- _Problem to work on_
Which of the lines in the data below contain the string "delay"? Copy each of them.

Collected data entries
◇ ◇ ◇ ◇ ◇

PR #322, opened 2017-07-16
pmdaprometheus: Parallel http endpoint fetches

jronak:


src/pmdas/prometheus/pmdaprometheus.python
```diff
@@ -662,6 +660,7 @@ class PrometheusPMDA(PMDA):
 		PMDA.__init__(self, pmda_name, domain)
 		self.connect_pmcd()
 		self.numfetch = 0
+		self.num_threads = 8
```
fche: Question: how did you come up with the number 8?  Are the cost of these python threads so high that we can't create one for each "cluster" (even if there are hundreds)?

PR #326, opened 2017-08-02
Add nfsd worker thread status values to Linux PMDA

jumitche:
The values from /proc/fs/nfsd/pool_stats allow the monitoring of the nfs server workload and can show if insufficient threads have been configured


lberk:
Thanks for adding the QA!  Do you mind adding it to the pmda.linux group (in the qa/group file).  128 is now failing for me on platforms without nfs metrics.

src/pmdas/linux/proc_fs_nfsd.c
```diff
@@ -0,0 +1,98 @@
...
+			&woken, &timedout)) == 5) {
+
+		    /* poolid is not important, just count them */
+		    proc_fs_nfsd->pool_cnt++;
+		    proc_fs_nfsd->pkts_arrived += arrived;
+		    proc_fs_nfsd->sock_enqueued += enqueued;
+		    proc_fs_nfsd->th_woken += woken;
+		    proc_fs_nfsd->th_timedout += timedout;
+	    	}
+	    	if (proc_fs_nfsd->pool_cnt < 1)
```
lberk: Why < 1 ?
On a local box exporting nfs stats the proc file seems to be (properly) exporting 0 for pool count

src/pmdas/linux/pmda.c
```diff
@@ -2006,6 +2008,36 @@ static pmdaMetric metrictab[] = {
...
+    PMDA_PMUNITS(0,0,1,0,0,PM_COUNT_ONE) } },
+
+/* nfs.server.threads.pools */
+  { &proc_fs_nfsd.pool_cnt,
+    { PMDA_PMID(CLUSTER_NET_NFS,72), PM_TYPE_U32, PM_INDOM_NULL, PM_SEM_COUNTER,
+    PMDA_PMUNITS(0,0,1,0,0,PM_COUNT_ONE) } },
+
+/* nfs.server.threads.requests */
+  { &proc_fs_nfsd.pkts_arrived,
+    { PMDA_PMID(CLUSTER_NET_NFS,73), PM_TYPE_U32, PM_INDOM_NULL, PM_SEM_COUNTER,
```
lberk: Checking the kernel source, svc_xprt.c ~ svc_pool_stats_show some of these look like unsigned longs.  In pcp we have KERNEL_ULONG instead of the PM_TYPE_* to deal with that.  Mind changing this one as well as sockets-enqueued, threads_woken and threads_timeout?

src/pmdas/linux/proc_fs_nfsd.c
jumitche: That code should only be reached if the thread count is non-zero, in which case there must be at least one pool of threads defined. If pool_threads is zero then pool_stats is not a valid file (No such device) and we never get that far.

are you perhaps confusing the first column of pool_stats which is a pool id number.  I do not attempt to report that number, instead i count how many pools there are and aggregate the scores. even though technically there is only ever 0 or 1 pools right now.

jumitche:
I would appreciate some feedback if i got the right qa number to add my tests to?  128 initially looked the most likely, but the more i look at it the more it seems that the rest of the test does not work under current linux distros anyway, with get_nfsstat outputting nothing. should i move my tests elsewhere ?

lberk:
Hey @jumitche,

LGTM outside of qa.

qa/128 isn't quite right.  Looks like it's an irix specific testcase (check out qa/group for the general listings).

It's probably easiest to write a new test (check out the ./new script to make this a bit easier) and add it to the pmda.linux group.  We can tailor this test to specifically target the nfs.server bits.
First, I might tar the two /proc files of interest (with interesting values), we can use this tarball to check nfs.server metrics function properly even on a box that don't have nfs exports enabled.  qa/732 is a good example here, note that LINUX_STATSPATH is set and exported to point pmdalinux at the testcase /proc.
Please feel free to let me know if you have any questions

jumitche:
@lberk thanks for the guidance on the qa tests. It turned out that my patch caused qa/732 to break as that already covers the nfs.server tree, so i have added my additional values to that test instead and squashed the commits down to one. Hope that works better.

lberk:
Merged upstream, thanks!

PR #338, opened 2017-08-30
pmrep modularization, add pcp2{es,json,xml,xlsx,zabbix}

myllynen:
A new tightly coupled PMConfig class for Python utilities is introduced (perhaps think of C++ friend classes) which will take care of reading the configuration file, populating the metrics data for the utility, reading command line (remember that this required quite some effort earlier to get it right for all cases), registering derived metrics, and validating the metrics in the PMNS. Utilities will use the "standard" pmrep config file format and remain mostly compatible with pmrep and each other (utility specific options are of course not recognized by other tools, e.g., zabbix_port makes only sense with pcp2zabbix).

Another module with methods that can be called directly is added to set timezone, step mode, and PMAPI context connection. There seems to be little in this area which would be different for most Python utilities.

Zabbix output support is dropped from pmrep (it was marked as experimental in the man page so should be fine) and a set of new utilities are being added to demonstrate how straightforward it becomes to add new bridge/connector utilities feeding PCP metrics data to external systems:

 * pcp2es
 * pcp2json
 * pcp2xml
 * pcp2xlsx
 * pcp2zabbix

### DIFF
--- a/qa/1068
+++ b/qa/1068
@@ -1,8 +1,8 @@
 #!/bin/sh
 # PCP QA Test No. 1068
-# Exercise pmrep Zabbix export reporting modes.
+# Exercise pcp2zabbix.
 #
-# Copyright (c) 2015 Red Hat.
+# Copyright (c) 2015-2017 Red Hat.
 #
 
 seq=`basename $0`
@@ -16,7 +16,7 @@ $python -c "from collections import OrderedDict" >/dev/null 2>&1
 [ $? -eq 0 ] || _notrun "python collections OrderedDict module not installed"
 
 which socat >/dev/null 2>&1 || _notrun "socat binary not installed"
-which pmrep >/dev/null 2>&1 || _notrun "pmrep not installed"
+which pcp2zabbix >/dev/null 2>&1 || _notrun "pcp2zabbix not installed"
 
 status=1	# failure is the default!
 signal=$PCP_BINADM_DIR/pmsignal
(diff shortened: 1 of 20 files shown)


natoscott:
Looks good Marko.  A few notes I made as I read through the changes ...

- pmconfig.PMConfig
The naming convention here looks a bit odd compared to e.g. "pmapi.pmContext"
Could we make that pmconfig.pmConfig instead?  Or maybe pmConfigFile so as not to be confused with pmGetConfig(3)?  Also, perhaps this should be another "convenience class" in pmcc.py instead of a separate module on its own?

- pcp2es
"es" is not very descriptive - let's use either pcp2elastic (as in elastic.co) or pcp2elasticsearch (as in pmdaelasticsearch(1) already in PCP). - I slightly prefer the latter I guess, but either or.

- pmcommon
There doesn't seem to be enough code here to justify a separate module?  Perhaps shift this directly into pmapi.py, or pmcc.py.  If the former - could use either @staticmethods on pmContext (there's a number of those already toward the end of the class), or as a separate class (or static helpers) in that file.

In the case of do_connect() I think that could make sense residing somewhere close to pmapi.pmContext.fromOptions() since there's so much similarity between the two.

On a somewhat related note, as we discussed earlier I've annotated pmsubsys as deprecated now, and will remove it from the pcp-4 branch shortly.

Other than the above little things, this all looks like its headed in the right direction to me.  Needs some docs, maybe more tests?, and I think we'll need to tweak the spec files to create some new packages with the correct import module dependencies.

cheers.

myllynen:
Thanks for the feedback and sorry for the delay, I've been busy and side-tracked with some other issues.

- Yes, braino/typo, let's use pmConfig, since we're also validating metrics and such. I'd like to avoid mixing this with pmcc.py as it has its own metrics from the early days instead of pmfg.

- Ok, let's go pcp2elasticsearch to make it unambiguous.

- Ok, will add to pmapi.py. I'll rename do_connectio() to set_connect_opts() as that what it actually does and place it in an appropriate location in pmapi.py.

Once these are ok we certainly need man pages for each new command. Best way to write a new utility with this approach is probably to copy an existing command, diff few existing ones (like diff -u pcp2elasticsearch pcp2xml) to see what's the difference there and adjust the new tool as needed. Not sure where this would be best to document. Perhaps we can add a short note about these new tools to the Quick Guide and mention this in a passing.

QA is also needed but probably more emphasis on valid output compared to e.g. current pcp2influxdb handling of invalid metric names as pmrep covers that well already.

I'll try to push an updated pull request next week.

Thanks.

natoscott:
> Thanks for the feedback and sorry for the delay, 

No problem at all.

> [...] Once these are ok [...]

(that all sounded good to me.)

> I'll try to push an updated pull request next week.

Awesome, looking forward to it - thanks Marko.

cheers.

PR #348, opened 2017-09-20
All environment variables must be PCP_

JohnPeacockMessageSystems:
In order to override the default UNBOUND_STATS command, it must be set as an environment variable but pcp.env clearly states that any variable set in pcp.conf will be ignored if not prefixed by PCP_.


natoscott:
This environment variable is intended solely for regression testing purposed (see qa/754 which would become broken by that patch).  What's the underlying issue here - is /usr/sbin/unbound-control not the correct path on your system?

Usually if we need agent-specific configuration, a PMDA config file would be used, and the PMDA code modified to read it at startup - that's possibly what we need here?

◇ ◇ ◇ ◇ ◇

- _Response to the exercise_
Thanks for the feedback and sorry for the delay, I've been busy and side-tracked with some other issues.
> Thanks for the feedback and sorry for the delay, 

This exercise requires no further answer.